公立学校の養護教諭の給料は公務員の規定で定められていて、自治体によって多少差がありますが同じような給与体系です。 一方私立の学校の場合も、公立学校の給与に準ずることとされているため大きな差はありません。 ただ、私立学校の場合各学校によって差があり、公務員のように勤続年数に応じて昇給していくとは限りません。 一般教諭と違い養護教諭の場合、学年主任や管理職に就くことがあまりないため、役職による手当が付きにくいのと、昇給もそれほど伸びないのではないかと考えられます。
続いては、養護教諭として働くメリットを紹介します。
地域や、公立か私立かといったことで多少の違いはあるものの、平均よりも高い給与となっています。
公立の学校の場合公務員になるので、福利厚生も充実していて社会的信頼もある安定した身分です。

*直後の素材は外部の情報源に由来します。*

PR #792, opened 2024-05-10
Add Code Snippets

plemarquand:
Augment the built in collection of Swift snippets with some common snippets that were not included. Also adds snippets for creating test suites and cases in both XCTest and swift-testing.

### DIFF
--- a/snippets/swift-testing.code-snippets
+++ b/snippets/swift-testing.code-snippets
@@ -3,7 +3,7 @@
     "prefix": "@Test",
     "body": [
       "@Test func ${1:name}() async throws {",
-      "\t$2",
+      "\t${2:statements}",
       "}"
     ],
     "description": "swift-testing: Test Function"
@@ -13,7 +13,7 @@
     "body": [
       "@Test(\"${1:display name}\")",
       "func ${2:name}() async throws {",
-      "\t$3",
+      "\t${3:statements}",
       "}"
     ],
     "description": "swift-testing: Test Function with Traits"
@@ -23,7 +23,7 @@
     "body": [
       "struct ${1:suiteName} {",
       "\t@Test func ${2:testName}() async throws {",
-      "\t\t$3",
+      "\t\t${3:statements}",
       "\t}",
       "}"
     ],
@@ -35,7 +35,7 @@
       "@Suite(\"${1:display name}\")",
       "struct ${2:name} {",
       "\t@Test func ${3:testName}() async throws {",
-      "\t\t$4",
+      "\t\t${4:statements}",
       "\t}",
       "}"
     ],
--- a/snippets/swift-testing.code-snippets
+++ b/snippets/swift-testing.code-snippets
@@ -6,7 +6,7 @@
       "\t$2",
       "}"
     ],
-    "description": "Swift Testing: Test Function"
+    "description": "swift-testing: Test Function"
   },
   "@Test(\"named\")": {
     "prefix": "@Test",
@@ -16,7 +16,7 @@
       "\t$3",
       "}"
     ],
-    "description": "Swift Testing: Test Function With Traits"
+    "description": "swift-testing: Test Function with Traits"
   },
   "@Suite": {
     "prefix": "@Suite",
@@ -27,7 +27,7 @@
       "\t}",
       "}"
     ],
-    "description": "Swift Testing: Test Function"
+    "description": "swift-testing: Test Suite"
   },
   "@Suite(\"named\")": {
     "prefix": "@Suite",
@@ -39,7 +39,7 @@
       "\t}",
       "}"
     ],
-    "description": "Swift Testing: Test Function With Traits"
+    "description": "swift-testing: Test Suite with Traits"
   },
   "tag": {
     "prefix": "tag",
@@ -48,6 +48,6 @@
       "\t@Tag static var ${1:tag}: Tag",
       "}"
     ],
-    "description": "Swift Testing: Tag Declaration"
+    "description": "swift-testing: Tag Declaration"
   }
 }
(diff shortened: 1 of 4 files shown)


snippets/swift-testing.code-snippets
```diff
@@ -0,0 +1,53 @@
...
+  "@Suite": {
+    "prefix": "@Suite",
+    "body": [
+      "struct ${1:suiteName} {",
+      "\t@Test func ${2:testName}() async throws {",
+      "\t\t$3",
+      "\t}",
+      "}"
+    ],
+    "description": "Swift Testing: Test Function"
```
stmontgomery:
```suggestion
    "description": "Swift Testing: Suite Struct"
```

plemarquand: Done

snippets/swift-testing.code-snippets
```diff
@@ -0,0 +1,53 @@
...
+    "body": [
+      "@Test(\"${1:display name}\")",
+      "func ${2:name}() async throws {",
+      "\t$3",
+      "}"
+    ],
+    "description": "swift-testing: Test Function with Traits"
+  },
+  "@Suite": {
+    "prefix": "@Suite",
```
stmontgomery, line 22: This one is a little different because the snippet body doesn't begin with `@`—it doesn't have the `@Suite` attribute explicitly, unlike the "suite _with traits_" snippet which does. Should its prefix be simpler like just "suite"?

snippets/xctest.code-snippets
```diff
@@ -0,0 +1,22 @@
+{
+  "XCTestSuite": {
+    "prefix": "testsuite",
+    "body": [
+      "class ${1:suiteName}: XCTestCase {",
+      "\tfunc test_${2:testName}() {",
```
stmontgomery, line 6: Underscore intentional? I'd typically suggest
```suggestion
      "\tfunc test${2:testName}() {",
```

snippets/xctest.code-snippets
```diff
@@ -0,0 +1,22 @@
...
+    "description": "XCTest: Test Suite"
+  },
+  "XCTest": {
+    "prefix": "test",
+    "body": [
+      "func test${1:Name}() {",
+      "\t$2",
+      "}"
+    ],
+    "description": "XCTest: Test Function"
```
stmontgomery, line 20:
```suggestion
    "description": "XCTest: Test Method"
```
"method" is generally the preferred term in the context of XCTest, since it only supports tests as methods. In contrast, swift-testing supports global functions so we've been using "function" there.

snippets/swift-testing.code-snippets
plemarquand: On the one hand if they both has the prefix `@Suite` you can start typing `@Suite` and then use the arrow keys to pick whether you want the named or unnamed version. But on the other hand you're right, you're not actually annotating with @Suite in the unnamed one. I'll try out both and see what feels better.

plemarquand: I've renamed the snippet name to be Suite, but kept the prefix as `@Suite`. This lets you easily pick between the named/unnamed with you type `@Suite` and still have the unnamed version come up in the list when you type `suite`

stmontgomery (approved):
My review is focused only on the swift-testing and xctest snippet files, but this LGTM!

snippets/swift.code-snippets
```diff
@@ -0,0 +1,123 @@
+{
+  "API Availability Check": {
```
adam-fowler, line 2: We need a @available version of well

adam-fowler (commented):
A number of the swift code snippets seem more work to use than actually doing the typing. eg defer, deinit, import, var, let, init

snippets/swift.code-snippets
```diff
@@ -0,0 +1,123 @@
...
+  "Deinitialization Declaration": {
+    "prefix": "deinit",
+    "body": [
+      "deinit {",
+      "\t${1:deferred statements}",
+      "}",
+    ],
+    "description": "Performs cleanup before an object is deallocated."
+  },
+  "Deprecated": {
```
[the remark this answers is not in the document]
plemarquand: `Deprecated` now just has a message. Added `Renamed`.

snippets/swift.code-snippets
plemarquand: Done

snippets/swift.code-snippets
```diff
@@ -0,0 +1,123 @@
+{
+  "API Availability Check": {
+    "prefix": "available",
```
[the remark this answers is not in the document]
plemarquand: I agree. I've removed the hardcoded `OS` string so code completion works a bit more naturally and you dont have to manually remove it after picking an option.

plemarquand:
@adam-fowler For the basic Swift ones I was trying to fill the gap between what what was missing in the VSCode Swift language support extension and what is present in Xcode. I agree they're not that useful day to day but could help a beginner, maybe. I'm not committed to keeping them if you'd rather omit them.

snippets/swift.code-snippets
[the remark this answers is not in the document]
adam-fowler: Given they are in Xcode we'll leave them `available` snippets work nice

snippets/swift-testing.code-snippets
```diff
@@ -0,0 +1,53 @@
+{
+  "@Test": {
+    "prefix": "@Test",
+    "body": [
+      "@Test func ${1:name}() async throws {",
+      "\t$2",
```
adam-fowler, line 6: To keep this consistent with standard snippets perhaps it should be ${2:statements}
Similarly for all the other test function snippets

plemarquand: Done

adam-fowler (approved):
👍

土日・祝日が基本お休みで、長期の休暇もあるので年間の休日は多めで、産休や育休なども取りやすい環境です。
子どもたちの身近で、その心身の発達・成長を見守る職業である養護教諭ならではのやりがいがあります。
日勤のみで、アクシデントがなければ通常の業務が忙しいこともなく、身体的な負担は軽いと言えます。
一方、養護教諭として勤務することのデメリットもいくつかあります。
養護教諭は基本1校に1人と言う体制の学校が多く、自分の子どもが熱を出したといった場合に急に休むことが難しいようです。
離職率が低いことや少子化の影響もあり、養護教諭の募集は少なくなっています。
近年、子どもたちの精神的なケアにも重点が置かれるようになり、養護教諭も生徒たちの心の健康にも精通しなければならず、難しい対応を強いられることもあります。
公立学校の場合、定期で人事異動があり他の学校への移動を余儀なくされることがあります。
子ども好きな人にはとてもやりがいがあり、かつ給与や休日、福利厚生が厚遇されるとなれば、養護教諭が人気の高いのも頷ける話です。 看護師として医療の現場で働くことに疲れた人や、さらなるステップアップも目指す方にもおすすめの養護教諭という職種を考えてみてはいかがですか?